* PROBLEM REQUIREMENTS:
From the first line through the line containing "That means that", transcribe the records exactly and include no other lines.

* LISTED ENTRIES:
PR #608, opened 2026-04-28
more prep for oidc

robin-drexler:
Npm only allows one singular action be be allow-listed so we need to move everything that publishes into `deploy.yml`

That means that each job now needs to check if it actually should be running by adding a bunch of checks in the `if` block.

this is a similar setup to what we have in ui-extensions: https://github.com/Shopify/ui-extensions/blob/2026-07-rc/.github/workflows/deploy.yml

See https://shopify.slack.com/archives/C01MXHNTT4Z/p1777390651870159?thread_ts=1777312754.951729&cid=C01MXHNTT4Z for more context

## 🎩 
I'm afraid we'll have to merge and try this. 🙃


.github/workflows/deploy.yml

* EXERCISE ANSWER:
PR #608, opened 2026-04-28
more prep for oidc

robin-drexler:
Npm only allows one singular action be be allow-listed so we need to move everything that publishes into `deploy.yml`

That means that each job now needs to check if it actually should be running by adding a bunch of checks in the `if` block.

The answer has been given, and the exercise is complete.